One of the key drugs in the new therapy — DFMO, or difluoromethylornithine — is a synthetic amino acid known to interfere with the carcinogenic process. But used alone, it proved toxic at doses needed for treating advanced cancer. By combining it with the NSAID sulindac, the research team was able to cut the DFMO to one-fiftieth of that dose, all but eliminating toxic effects.

"There is a great hope that we will be able to prevent colon cancer effectively using this method," Meyskens said. "We had not been able to do this before due to the high toxicity of available therapies."

The study involved about 300 patients who had at least one colon polyp within the previous five years. They were given either the daily combination DFMO (500 milligrams) and sulindac (150 mg), or a placebo.

After three years, the risk of a recurrent polyp dropped from 41.1 percent in the placebo group to 12.3 percent with treatment — a 70 percent reduction.

Even more striking, the risk in patients with advanced polyps dropped from 8.5 percent in the placebo group to 0.7 percent in the treatment group — a 92 percent reduction.

And for those in the most danger — patients with multiple previous polyps — the rate of re-growth plunged from 13.2 percent in the placebo group to 0.7 percent in the treatment group — a 95 percent reduction.

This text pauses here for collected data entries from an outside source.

PR #801, opened 2018-10-10
Fixed broken image urls in readme.md

awelles:


goldenapples:
Thank you @awelles! Since this README.md file is automatically generated from the readme.txt, I added a fix to the Grunt readme task configuration so that these screenshot URLs are generated correctly in the future. 🚀 merging this now...

Issue #806, opened 2018-12-15
Gutenberg compatibility issue


billerickson:
When Shortcode UI is active in WordPress 5.0 or higher, it triggers a php notice:

> PHP Notice: edit_form_advanced is deprecated since version 5.0.0! Use block_editor_meta_box_hidden_fields instead. This action is still supported in the classic editor, but is deprecated in the block editor.

This PHP notice then triggers Gutenberg to load in “Quirks Mode”, which leads to additional issues like metaboxes appearing on top of blocks in the editor. Shortcode UI must be deactivated to make the block editor usable.

![screenshot](https://user-images.githubusercontent.com/88897/49469040-186d3780-f7cc-11e8-808f-f3ca1329616e.jpg)

Here’s a detailed report on the issue: https://github.com/WordPress/gutenberg/issues/12598

kadamwhite:
I'm also seeing the same quirks mode issue apply on a site that isn't noticeably displaying that error; in our case, it's the Shortcake JS templates which are being output too early.
```html
<script type="text/html" id="tmpl-fusion-shortcake-field-attachment">
<div class="field-block shortcode-ui-field-attachment shortcode-ui-attribute-{{ data.attr }}">
  <label for="{{ data.attr }}">{{{ data.label }}}</label>
  <# if ( typeof data.description=='string' ) { #>
    <p class="description">{{{ data.description }}}</p>
    <# } #>
      <button id="{{ data.attr }}" class="shortcake-attachment-select button button-small add">{{ data.addButton }}</button>
      <div class="attachment-previews"></div>
</div>
</script>
```
and so on. I would expect these to get output within the `<head>` or `<body>` of the page, not before `<!doctype>`

kasparsd:
This appears to have been fixed in #807. Should this be marked as closed?

goldenapples:
Yup, closing now.

PR #807, opened 2019-01-16
Avoid outputting underscore templates before the opening <doctype> tag

goldenapples:
As noted in #806, the pattern used for many of the Shortcake attribute fields which output custom field templates is to output those templates on the `shortcode_ui_loaded_editor` hook. In WP 5.0 with the block editor active, this hook fires before the page output is begun, which causes these script templates to be spit out before the opening <doctype> tag, causing all kinds of ruckus with the browser layout.

Specifically, any output before the <doctype> declaration forces browsers into quirks mode, which renders the flex layout required for the Gutenberg editor incorrectly. In practive this was causing meta boxes to float awkwardly over editor content.

This fixes the problem by, instead of outputting the templates on the `shortcode_ui_loaded_editor` hook, instead attaching a hook to a later action to output these templates in the admin footer.

### DIFF
--- a/inc/fields/class-shortcode-ui-field-attachment.php
+++ b/inc/fields/class-shortcode-ui-field-attachment.php
@@ -89,7 +89,7 @@ class Shortcode_UI_Field_Attachment {
 	 */
 	public function action_shortcode_ui_loaded_editor() {
 		add_action( 'admin_print_footer_scripts', array( $this, 'output_templates' ) );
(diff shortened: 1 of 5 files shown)


kadamwhite (approved):
Patch looks great, and I can confirm this resolves the issue both in a reduced test case and in a much more complex codebase! Thanks for the quick fix!

PR #810, opened 2019-08-25
Allow url field to accept class attribute

LC43:
this will allow devs to assign classes to specific elements in the admin edit screens.

then just

```php

array(
	'label'       => esc_html__( 'URL', 'cake ),
	'attr'        => 'url-1',
	'type'        => 'url',
	'class'       => 'cake_main_url-1',
	'description' => esc_html__( 'Link to open when button is clicked', 'cake' ),
),
```


goldenapples:
I can see how this might be helpful. 

The only suggestion I have to use some escaping around the class name, so that we have a bit of protection against broken markup or xss. Changing this from `{{{data.class}}}` to `{{ data.class }}` would use underscore's escaping and prevent quotes passed in this parameter from breaking the output markup. If you make that change, I'd be 👍for merging it.

LC43:
hi @goldenapples , thanks for the suggestion!

I've changed the PR accordingly.

PR #817, opened 2019-11-26
added is_array() for multiple post types

### LINKED ISSUE #816: Countable warning when post types is a string
In `action_wp_ajax_shortcode_ui_post_field`, the assignment of `$is_multiple_post_types` throws a warning when post types is not an array. This is happening on a site with PHP 7.2. https://github.com/wp-shortcake/shortcake/blob/master/inc/fields/class-shortcode-ui-field-post-select.php#L148

Adding an `is_array()` check before counting the results will resolve this warning. I'll get a PR submitted for this.

petenelson:
Resolves #816

### DIFF
--- a/inc/fields/class-shortcode-ui-field-post-select.php
+++ b/inc/fields/class-shortcode-ui-field-post-select.php
@@ -145,7 +145,7 @@ class Shortcode_UI_Field_Post_Select {
 
 		$query                  = new WP_Query( $query_args );
 		$post_types             = $query->get( 'post_type' );
-		$is_multiple_post_types = is_array( $post_types ) && count( $post_types ) > 1 || 'any' === $post_types;
+		$is_multiple_post_types = ( is_array( $post_types ) && count( $post_types ) > 1 ) || 'any' === $post_types;
 
 		foreach ( $query->posts as $post_id ) {
 			$post_type     = get_post_type( $post_id );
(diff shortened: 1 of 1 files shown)


inc/fields/class-shortcode-ui-field-post-select.php
```diff
@@ -145,7 +145,7 @@ public function action_wp_ajax_shortcode_ui_post_field() {
 
 		$query                  = new WP_Query( $query_args );
 		$post_types             = $query->get( 'post_type' );
-		$is_multiple_post_types = count( $post_types ) > 1 || 'any' === $post_types;
+		$is_multiple_post_types = is_array( $post_types ) && count( $post_types ) > 1 || 'any' === $post_types;
```
goldenapples: I haven't tested this, but it looks like this would cause an order-of-precedence issue where the last part of the conditional would never be reached because "any" is not an array.

Can we add some grouping here so that it's easier to read and doesn't change the meaning of the conditional?

```suggestion
		$is_multiple_post_types = ( is_array( $post_types ) && count( $post_types ) > 1 ) || 'any' === $post_types;
```

goldenapples (changes requested):
This is good to fix, just left a suggestion to make the logic more clear and potentially avoid a logic bug.

eocreative-ethan:
This PR was created 4 years ago yet here I am still today battling with this same issue on a bang up-to-date install. 

Is there a reason this PR was never merged?

goldenapples:
> Is there a reason this PR was never merged?

Probably just that this project isn't actively maintained.

This is clear enough of a change and low-enough risk that I'm happy to merge and cut a new release. But, I'm not working on any classic editor projects to be able to give future changes the kind of testing they deserve. If anyone is interested in stepping up and maintaining the plugin, I'm willing to help transition it to new maintainers.

PR #820, opened 2019-12-05
VIP linter fixes

svandragt:
A couple of issues were highlighted by the wp linter bot.

Sanitizes unsafe $_GET['include'] use and defines $args as an empty array before using it.

Tested against `?include=12,23a`, `?include[]=12&include[]=23a` and without parameter.

### DIFF
--- a/inc/fields/class-shortcode-ui-field-post-select.php
+++ b/inc/fields/class-shortcode-ui-field-post-select.php
@@ -93,8 +93,13 @@ class Shortcode_UI_Field_Post_Select {
 		$nonce               = isset( $_GET['nonce'] ) ? sanitize_text_field( $_GET['nonce'] ) : null;
 		$requested_shortcode = isset( $_GET['shortcode'] ) ? sanitize_text_field( $_GET['shortcode'] ) : null;
 		$requested_attr      = isset( $_GET['attr'] ) ? sanitize_text_field( $_GET['attr'] ) : null;
-		$include             = isset( $_GET['include'] ) ? $_GET['include'] : array();
+		
 
+		$include = filter_input( INPUT_GET, 'include', FILTER_SANITIZE_NUMBER_INT, FILTER_REQUIRE_ARRAY );
+		if ( ! is_array( $include ) ) {
+			$include = (array) explode( ',', filter_input( INPUT_GET, 'include', FILTER_SANITIZE_STRING ) );
+		}
+		$include = array_map( 'intval', $include );
 
 		$response = array(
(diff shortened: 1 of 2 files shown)


inc/fields/class-shortcode-ui-field-post-select.php
```diff
@@ -93,6 +93,8 @@ public function action_wp_ajax_shortcode_ui_post_field() {
 		$nonce               = isset( $_GET['nonce'] ) ? sanitize_text_field( $_GET['nonce'] ) : null;
 		$requested_shortcode = isset( $_GET['shortcode'] ) ? sanitize_text_field( $_GET['shortcode'] ) : null;
 		$requested_attr      = isset( $_GET['attr'] ) ? sanitize_text_field( $_GET['attr'] ) : null;
+		$include             = isset( $_GET['include'] ) ? $_GET['include'] : array();
```
goldenapples: Just to confirm - does this pass the VIP linter test or does it expect a sanitization function here?

goldenapples (approved):
Changes look good, just curious if this sanitization will pass the linter checks.

(Also it would be good to update the coding standards here so that they include VIP coding standards. I'll do that in a followup.)

svandragt:
@goldenapples Yes you are correct I thought it would be impossible to get rid of the one remaining warning but the code as it stands doesn't raise any linter issues. Would you mind reviewing? Thanks :)

inc/fields/class-shortcode-ui-field-post-select.php
```diff
@@ -94,6 +94,12 @@ public function action_wp_ajax_shortcode_ui_post_field() {
 		$requested_shortcode = isset( $_GET['shortcode'] ) ? sanitize_text_field( $_GET['shortcode'] ) : null;
 		$requested_attr      = isset( $_GET['attr'] ) ? sanitize_text_field( $_GET['attr'] ) : null;
 
+		$include = filter_input( INPUT_GET, 'include', FILTER_SANITIZE_NUMBER_INT, FILTER_REQUIRE_ARRAY );
```
goldenapples, line 97: I'm not sure I'm following what `FILTER_SANITIZE_NUMBER_INT` is doing here, since you map `intval` over the array a couple lines below. Is the sanitize_int filter just necessary to pass the lint rule?

svandragt: Yes this seems like an overzealous linter change really, will revisit this PR and see if it's still relevant.

PR #821, opened 2020-02-05
fix %s in string

kuliebiakin:
Implement fix for **%s Details** in Norwegian version because currently users see **%** instead of shortcode label.


goldenapples (approved):
Thanks for the fix!

PR #824, opened 2022-06-28
Handle post_type not being an array

srtfisher:
Ensure that `$post_types` is an array to prevent a fatal PHP (the fatal error applies to PHP 8):

```
Fatal error: Uncaught Error: count(): Argument #1 ($value) must be of type Countable|array, string given
in ...

Call stack:

Shortcode_UI_Field_Post_Select::action_wp_ajax_shortcode_ui_post_field()
wp-includes/class-wp-hook.php:307
WP_Hook::apply_filters()
wp-includes/class-wp-hook.php:331
WP_Hook::do_action()
wp-includes/plugin.php:476
do_action()
wp-admin/admin-ajax.php:187
Query Monitor
There has been a critical error on this website.
```

### DIFF
--- a/inc/class-shortcode-ui.php
+++ b/inc/class-shortcode-ui.php
@@ -6,6 +6,14 @@
 class Shortcode_UI {
 
 	/**
+	 * Plugin version.
+	 *
+	 * @access private
+	 * @var string
+	 */
+	private $plugin_version;
+
+	/**
 	 * Path to the plugin directory.
 	 *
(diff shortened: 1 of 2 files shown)


goldenapples (approved):
Do you want this to be merged? It seems like a reasonable fix for people using this on PHP 8.

srtfisher:
@goldenapples yes, it also handles a bug for PHP 8.2.

PR #481, opened 2020-05-01
fix skype bridge being rebuilt when upstream changed

hooger:


SuperSandro2000:
Just curious: Why did you change that?

spantaleev:
You use the result if the `git pull` in other places, instead of hardcoding to `yes`, don't you?

spantaleev:
Ah, I see.. The `when` statement handles that:

```yaml
when: "matrix_mx_puppet_skype_enabled|bool and matrix_mx_puppet_skype_container_image_self_build and matrix_mx_puppet_skype_git_pull_results.changed"
```

Thank you! :+1:

PR #484, opened 2020-05-04
Clarify domain of Dimension admin users in docs by using matrix_domain variable

cnvandijk:
A minor improvement in the Dimension docs, as discussed in ﻿#matrix-docker-ansible-deploy:devture.com.


spantaleev:
Thank you! :+1:

PR #485, opened 2020-05-04
Fix group name gid

cnvandijk:
This PR addresses a few related issues i noticed regarding the ownership and permissions of files and directories managed by the playbook.

It should be highlighted that user intervention during migration is likely needed to fix the group ownership of `dimension.db`. I put the suggested commands in the commit message of 741064a, but it is basically just `chown -R`. How do we want to handle `CHANGELOG.md`? As far as I can tell there are no tags, just a date and a description of the action required, correct?

The migration worked for me, but it may warrant some more testing before merging into master.

The last commit 7585bcc is optional, I find it cleaner to use a separate variable for user and group but am open to discussion. I don't need it for my use case, it just felt like the right thing to do given the other changes in this PR.

On the topic of permissions, there is a mix used for both files and directories throughout the playbook. Even at the top level there is some variation:
```
drwxr-x--- matrix matrix coturn
drwxrwx--- matrix matrix dimension
drwxr-x--- matrix matrix jitsi
drwxr-x--- matrix matrix ma1sd
drwxr-x--- matrix matrix mailer
drwxr-x--- matrix matrix nginx-proxy
drwx------ matrix matrix postgres
drwxr-x--- matrix matrix riot-web
drwxrwx--- matrix matrix ssl
drwxr-xr-x matrix matrix static-files
drwxr-x--- matrix matrix synapse
```
Not sure if I am brave enough to tackle this though. At least in the subfolders I am sure there is a reason for some of the modes. Much of it could however be harmonised via a variable, like with `matrix_base_data_path_mode`.

### DIFF
--- a/roles/matrix-base/defaults/main.yml
+++ b/roles/matrix-base/defaults/main.yml
@@ -22,6 +22,7 @@ matrix_server_fqn_dimension: "dimension.{{ matrix_domain }}"
 matrix_server_fqn_jitsi: "jitsi.{{ matrix_domain }}"
 
 matrix_user_username: "matrix"
+matrix_user_groupname: "matrix"
 matrix_user_uid: 991
 matrix_user_gid: 991
 
--- a/roles/matrix-base/tasks/setup_matrix_base.yml
+++ b/roles/matrix-base/tasks/setup_matrix_base.yml
@@ -2,7 +2,7 @@
 
 - name: Ensure Matrix group is created
   group:
-    name: "{{ matrix_user_username }}"
+    name: "{{ matrix_user_groupname }}"
     gid: "{{ matrix_user_gid }}"
     state: present
 
@@ -11,7 +11,7 @@
     name: "{{ matrix_user_username }}"
     uid: "{{ matrix_user_uid }}"
     state: present
-    group: "{{ matrix_user_username }}"
+    group: "{{ matrix_user_groupname }}"
 
 - name: Ensure Matrix base path exists
   file:
@@ -19,7 +19,7 @@
     state: directory
     mode: "{{ matrix_base_data_path_mode }}"
     owner: "{{ matrix_user_username }}"
-    group: "{{ matrix_user_username }}"
+    group: "{{ matrix_user_groupname }}"
   with_items:
     - "{{ matrix_base_data_path }}"
 
--- a/roles/matrix-base/tasks/setup_well_known.yml
+++ b/roles/matrix-base/tasks/setup_well_known.yml
@@ -8,7 +8,7 @@
     state: directory
     mode: 0755
     owner: "{{ matrix_user_username }}"
-    group: "{{ matrix_user_username }}"
+    group: "{{ matrix_user_groupname }}"
   with_items:
     - "{{ matrix_static_files_base_path }}/.well-known/matrix"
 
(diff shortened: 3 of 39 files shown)


cnvandijk:
Lol ok I clearly did not test this thoroughly enough -- the Dimension container is failing to start due to the `node` user inside the container having a uid:gid of 1000:1000. I will read up a bit on alternative ways to do this, as I can't have containers running on our server with 1000:1000.

As a side note, these changes did pass `--tags=self-check`. Some extra tests may thus need to be added...

spantaleev:
`--tags=self-check` mostly checks for Synapse, DNS records, `.well-known`, etc.

It doesn't do an exhaustive check of all services.

spantaleev:
Why couldn't you use `--user 1000:1000` for Dimension?

Although I do have a user with this `uid`, such a user doesn't necessarily need to exist on the host system, I believe.

spantaleev:
I've merged #486 and then this one (had to resolve some conflicts).

Thank you for introducing a `matrix_user_groupname` variable! :+1: 

---------------

Now I'm thinking about Dimension though..

We should probably let it run as its own user, as it used to. Or we should find a way to run the Dimension Docker image with the `matrix` user. Right now it's a mix of both and it probably won't work, even if ownership of its database is fixed up, as per 741064a178b8bd67.

cnvandijk:
Apologies for the slow response, yesterday was a public holiday here. I think the merge may have been a bit premature, see my comment about 741064a:
> the Dimension container is failing to start

As for the Dimension user, as best I understand I think we have three options:
1. Rebuild the Dimension image with a different uid
2. Use a tool like [uidfix](https://github.com/boxboat/fixuid) (not recommended in production)
3. Stick with 1000:1000

I am currently looking into a fourth option of remapping using subordinate user and group IDs, see [here](https://docs.docker.com/engine/security/userns-remap/#about-remapping-and-subordinate-user-and-group-ids). I will report back once I understand it a bit more.

As a side note, I am a bit confused with the history of the repo at the moment, how did you do the merge into master in 36c61b5?

cnvandijk:
> Why couldn't you use `--user 1000:1000` for Dimension?
> 
> Although I do have a user with this `uid`, such a user doesn't necessarily need to exist on the host system, I believe.

For us it is a bit the other way around, we have an existing LDAP group 1000 with users that should not be able to access the files. Of course we have many layers that should prevent them getting this far, but the more the better.

cnvandijk:
> `--tags=self-check` mostly checks for Synapse, DNS records, `.well-known`, etc.
> 
> It doesn't do an exhaustive check of all services.

It is probably a good idea to at least make sure that all services are running. Do you think this belongs in `--tags=self-check`, or even in `--tags=start`? Let me know, then I will open an appropriate issue to track this (not sure if I will have time to personally work on it though).

spantaleev:
I've since reverted the Dimension stuff to how it used to work before (see ae1b1be3f4b6a683 and dd527d596850).

We should do another PR to move away from using `1000:1000`, I guess. Maybe it's best if we fixup the original image and sent the contribution upstream.


-------------

> For us it is a bit the other way around, we have an existing LDAP group 1000 with users that should not be able to access the files. Of course we have many layers that should prevent them getting this far, but the more the better.

Yep.. These files are in `/matrix/dimension`, which should not be accessible via a `1000:1000` user. I think you should be safe enough. Of course, not using `1000:1000` would be ideal.


-----------------

> As a side note, I am a bit confused with the history of the repo at the moment, how did you do the merge into master in 36c61b5?

I merged it on the command-line. Your commits are listed as one of the parents.

---------------

> It is probably a good idea to at least make sure that all services are running. Do you think this belongs in --tags=self-check, or even in --tags=start? Let me know, then I will open an appropriate issue to track this (not sure if I will have time to personally work on it though).

`--tags=start` currently checks if services start successfully. I guess that's good enough.

The same service checks could be added to `--tags=self-check` as well, I guess.

These checks are a little ugly at the moment, because of some systemd workarounds on newer distros :/

PR #492, opened 2020-05-09
Add note about ask-become-pass

therealklanni:
This flag is necessary for Ansible to ask for the sudo password when using the non-root option as documented in the `hosts` file. Otherwise, Ansible errors out with `missing sudo password`.


spantaleev:
Thanks! :+1:

PR #495, opened 2020-05-10
Document how to administer synapse database via tunneled web-frontend

eMPee584:
.. because less pain :sweat_smile:


spantaleev:
Thanks! :+1:

PR #498, opened 2020-05-13
Add matrix_skip_setup variable to not run setup tasks

eMPee584:
On Debian, even though the `matrix_docker_installation_enabled` allows to skip activation of the docker.com repository and installation of its packages, `roles/matrix-base/tasks/server_base/setup_debian.yml` triggers other actions that might not be wanted. For example, the various
```
  apt:
    update_cache: yes
```
will trigger an `apt update` action to refresh all apt repositories, which will only succeed when no apt interface is running. Furthermore, `apt-transport-https` has been included in `apt` since a while:

>    This is a dummy transitional package - https support has been moved into 
>    the apt package in 1.5. It can be safely removed.

https://pkgs.org/search/?q=apt shows that `stretch` was the last distro to need that package, but maybe someone is still running this on such a system, so m'eh.
Then the last package unconditionally installed is `fuse`, which in turn causes `fuse3` from unstable to be uninstalled, as well as its dependencies. Might create another patch for these issues..
For now, define a variable to allow completely skipping server-base setup on all platforms.

### DIFF
--- a/roles/matrix-base/tasks/main.yml
+++ b/roles/matrix-base/tasks/main.yml
@@ -13,7 +13,9 @@
     - setup-all
 
 - import_tasks: "{{ role_path }}/tasks/server_base/setup.yml"
-  when: run_setup|bool
+  when:
+    - run_setup|bool
+    - not matrix_skip_setup_server_base|bool
   tags:
     - setup-all
 


spantaleev:
I wonder if `matrix_skip_setup` should skip all other things as well..?

Or, if it's just mean to control package installation, it might make sense to  call it `matrix_skip_setup_package_installation` or something. Perhaps it's better to call it `matrix_setup_package_installation_enabled` in that case (defaulting to `true`).

-----------------

As for `fuse`, we should probably install that on demand (in the `matrix-synapse` role), only when Goofys is enabled.

eMPee584:
uhm yeah semantics :sweat_smile: 
what about `matrix_skip_setup_server_base` ?

spantaleev:
And that would skip this whole thing, I imagine?

https://github.com/spantaleev/matrix-docker-ansible-deploy/blob/5b8fd44aa7a0659e67ce8bdb7bfb3448e9656d51/roles/matrix-base/tasks/main.yml#L15-L18

eMPee584:
NEW: more simpler xD

spantaleev:
Looks good.. Except, we need to define `matrix_skip_setup_server_base: true` in `roles/matrix-base/defaults/main.yml` ;)

eMPee584:
Ah now i go through the worker patches i remember this little fun fact:
```
# a negative when condition will not actually prevent
# ansible from executing loops in imported tasks!                                                         
```

`ansibe-insanity --why 🤦‍♂️`

PR #499, opened 2020-05-13
Prevent 404s when Riot tries to retrieve domain-specific config.json

eMPee584:
Riot unconditionally asks for a config.${document.domain}.json, c.f.
https://github.com/vector-im/riot-web/blame/develop/src/vector/getconfig.ts#L24
So with some ease, we provide that.


eMPee584:
uuuhm .. i think `${document.domain}` actually equals `{{matrix_server_fqn_riot}}` :facepalm:

aaronraimist:
It's a harmless error but sure. https://github.com/vector-im/riot-web/commit/e669c681e29e4b757cf7c593ad6878c985011827

> Fetch both config.json-s at the same time, first one fails 99% of the time

spantaleev:
Looks good! Thanks! :+1:

PR #507, opened 2020-05-16
Typo STMP -> SMTP

chagai95:


spantaleev:
Good catch! Thanks! :+1:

The results were so dramatic that the trial was stopped early and the results released.

Finally, an analysis of side effects and toxicity found no significant difference between the treatment and placebo groups.

The study was funded in part by the National Cancer Institute's Specialized Program of Research Excellence in GI Cancers.

The Arizona Cancer Center is one of only five institutions nationwide to receive a GI SPORE grant. Originally funded in 2002, it is the largest new grant awarded to the University of Arizona College of Medicine in the past 10 years. It was renewed in 2007 for another five years and funded at $12 million.